**Given data:**
PR #3043, opened 2023-11-18
alter deactivation behavior for write_consistency_factor

generall:
If user specified `write_consistency_factor = N`, it would mean, that failure to apply operation to `N` replicas will result in API failure (e.g. http 500).

This PR changes logic of shard deactivation to prevent reporting shards as dead in case if the whole operation is considered failed.
This logic might be desirable, cause it should create overall less amount of expensive shards transfers. 
In case write operation failed, it would be users responsibility to retry it and resolve storage consistency by re-trying the update operation.

Practical examples:

- replication factor 2, write_consistency_factor = 2

In this case update operation will never cause dead shards, but update will fail if any replica fail. 
Might be useful to scale throughput and eliminate SPOF for reads in the installation where writes can be delayed and retried.

- replication factor 3,  write_consistency_factor = 2

In this case max number of dead shards is 1. Useful in cases, where we want to have minimal number of available read replicas, as the same time we assume that 1 machine can fail and we still can recover it without interrupting writes.

### DIFF
--- a/lib/collection/src/shards/replica_set/update.rs
+++ b/lib/collection/src/shards/replica_set/update.rs
@@ -185,13 +185,23 @@ impl ShardReplicaSet {
 
         let total_results = all_res.len();
 
+        let write_consistency_factor = self
+            .collection_config
+            .read()
+            .await
+            .params
+            .write_consistency_factor
+            .get() as usize;
+
+        let minimal_success_count = write_consistency_factor.min(total_results);
+
         let (successes, failures): (Vec<_>, Vec<_>) = all_res.into_iter().partition_result();
 
         // Notify consensus about failures if:
         // 1. There is at least one success, otherwise it might be a problem of sending node
         // 2. ???
 
-        if !successes.is_empty() {
+        if successes.len() >= minimal_success_count {
             let wait_for_deactivation =
                 self.handle_failed_replicas(&failures, &self.replica_state.read());
             // report all failing peers to consensus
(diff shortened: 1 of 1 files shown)


lib/collection/src/shards/replica_set/update.rs
```diff
@@ -185,13 +185,23 @@ impl ShardReplicaSet {
...
+        let minimal_success_count = write_consistency_factor.min(total_results);
+
         let (successes, failures): (Vec<_>, Vec<_>) = all_res.into_iter().partition_result();
 
         // Notify consensus about failures if:
         // 1. There is at least one success, otherwise it might be a problem of sending node
         // 2. ???
 
-        if !successes.is_empty() {
+        if successes.len() >= minimal_success_count {
```
timvisee, line 204: Nitpick, but maybe we can assign this condition to a boolean variable, so we simplify our if statement conditions a bit.

```rust
let got_enough_successes = successes.len() >= minimal_success_count;

if got_enough_successes {}

if !failures.is_empty() && !got_enough_successes {}
```

lib/collection/src/shards/replica_set/update.rs
```diff
@@ -228,20 +238,10 @@ impl ShardReplicaSet {
...
-                .params
-                .write_consistency_factor
-                .get() as usize;
-            let minimal_success_count = write_consistency_factor.min(total_results);
-            if successes.len() < minimal_success_count {
-                // completely failed - report error to user
-                let (_peer_id, err) = failures.into_iter().next().expect("failures is not empty");
-                return Err(err);
-            }
+        if !failures.is_empty() && successes.len() < minimal_success_count {
```
timvisee, line 241: Could we add a comment before here to explain why we test these two conditions exactly?

timvisee (approved):

PR #3048, opened 2023-11-20
Better heuristic for sparse vector pruning

agourlay:
This PR introduces a simple heuristic to drastically decrease the number of pruning operations during sparse vector search.

Instead of trying to prune on all search candidates, we only try to prune when the worst best score changes.
This is a good signal that we should try pruning again as the eviction threshold increased.

This increases performance significantly on our synthetic benchmark.

```
sparse_vector size = 196
sparse-vector-search-group/inverted-index
                        time:   [15.326 ms 15.374 ms 15.422 ms]
                        change: [-42.208% -41.984% -41.762%] (p = 0.00 < 0.05)
                        Performance has improved.
```

### DIFF
--- a/lib/segment/tests/integration/sparse_vector_index_search_tests.rs
+++ b/lib/segment/tests/integration/sparse_vector_index_search_tests.rs
@@ -22,10 +22,10 @@ use sparse::index::inverted_index::InvertedIndex;
 use tempfile::Builder;
 
 /// Max dimension of sparse vectors used in tests
-const MAX_SPARSE_DIM: usize = 2048;
+const MAX_SPARSE_DIM: usize = 4096;
 
 /// Number of vectors to index in tests
-const NUM_VECTORS: usize = 1000;
+const NUM_VECTORS: usize = 2000;
 
 /// Default full scan threshold in tests
 /// very low value to force usage of index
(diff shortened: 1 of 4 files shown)


lib/segment/tests/integration/sparse_vector_index_search_tests.rs
```diff
@@ -22,10 +22,10 @@ use sparse::index::inverted_index::InvertedIndex;
 use tempfile::Builder;
 
 /// Max dimension of sparse vectors used in tests
-const MAX_SPARSE_DIM: usize = 2048;
+const MAX_SPARSE_DIM: usize = 4096;
```
agourlay, line 25: Took the opportunity to increase the size of the test data set given the recent performance improvements.

lib/segment/tests/integration/sparse_vector_index_search_tests.rs
```diff
@@ -82,8 +82,14 @@ fn compare_sparse_vectors_search_with_without_filter(full_scan_threshold: usize)
             .iter()
             .zip(index_results_no_filter.iter())
         {
-            assert_eq!(filter_result.len(), top);
```
agourlay, line 85: this was was actually incorrect, there can be zero match

IvanPleshkov (approved):

PR #3057, opened 2023-11-20
Accept empty sparse vectors

agourlay:
This PR removes the validation that a sparse vector must be non-empty.

The rational is that it is overly restrictive given that:
- embeddings might generate such vectors
- users might want to only attach payload to a sparse vector

Instead of forcing more work onto the user, we decided to loosen up that constraint.

Empty sparse vectors cannot be indexed but can be found in storage through the scrolling API.

### DIFF
--- a/lib/sparse/src/index/inverted_index/inverted_index_ram.rs
+++ b/lib/sparse/src/index/inverted_index/inverted_index_ram.rs
@@ -69,13 +69,7 @@ impl InvertedIndexRam {
     }
 
     /// Upsert a vector into the inverted index.
-    ///
-    /// Empty vectors are ignored.
     pub fn upsert(&mut self, id: PointOffsetType, vector: SparseVector) {
-        // do not upsert empty vectors
-        if vector.is_empty() {
-            return;
-        }
         for (dim_id, weight) in vector.indices.into_iter().zip(vector.values.into_iter()) {
             let dim_id = dim_id as usize;
             match self.postings.get_mut(dim_id) {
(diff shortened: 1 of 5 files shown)


coszio (approved):

lib/sparse/src/index/inverted_index/inverted_index_ram.rs
```diff
@@ -69,7 +69,13 @@ impl InvertedIndexRam {
     }
 
     /// Upsert a vector into the inverted index.
+    ///
+    /// Empty vectors are ignored.
     pub fn upsert(&mut self, id: PointOffsetType, vector: SparseVector) {
+        // do not upsert empty vectors
+        if vector.is_empty() {
```
IvanPleshkov, line 76: I propose to move this check to `SparseVectorIndex::update_vector`. I expect that only one entity is responsible for skipping empty vectors. It can be `SparseVectorIndex` or `InvertedIndex`. Because `build` function has already a skipping, I propose to move this skip

IvanPleshkov (approved):
LGTM, just one small optional comment

lib/sparse/src/index/inverted_index/inverted_index_ram.rs
IvanPleshkov: You may also have two checks: here and in `SparseVectorIndex::update_vector` both

agourlay:
pushed a fix, waiting for Github to finally show the commit in the UI :hourglass_flowing_sand:

lib/sparse/src/index/inverted_index/inverted_index_ram.rs
agourlay: I like the idea of having a single responsible entity for skipping :+1: 
https://github.com/qdrant/qdrant/pull/3057/commits/d8281a738793e16e22e4c3c8bf33ff67a5b78da3

PR #3068, opened 2023-11-20
chore: bump to tonic 0.10.2 and prost to 0.12.2

coszio:
- https://github.com/hyperium/tonic/pull/1401 has been merged, so we should be able to bump tonic and prost versions now. 

- `from_32` was deprecated in favor of `TryFrom::try_from`, so that's the other source of changes here.

### DIFF
--- a/Cargo.lock
+++ b/Cargo.lock
@@ -480,9 +480,9 @@ dependencies = [
  "env_logger",
  "log",
  "parking_lot",
- "prost 0.11.9",
+ "prost 0.12.2",
  "prost-build 0.11.9",
- "prost-types 0.11.9",
+ "prost-types 0.12.2",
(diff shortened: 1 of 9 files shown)


timvisee (approved):

agourlay:
The Raft crate is still not compatible with prost 0.12.0 AFAIK.
This means now our gRPC infra. and our consensus infra. are running on different prost minor version.

It looks fine but I guess we should be careful there.
WDYT?

timvisee:
Ouch, missed that bit. Thanks for the heads up.

In that case it might actually be better to revert and wait for `raft` to reach `prost 0.12.0` as well.

agourlay:
I would prefer to revert to keep things clearer :+1:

**Problem details:** Going through the records above, state how many lines include the word "time", and give no other text.

**Finished exercise:** 2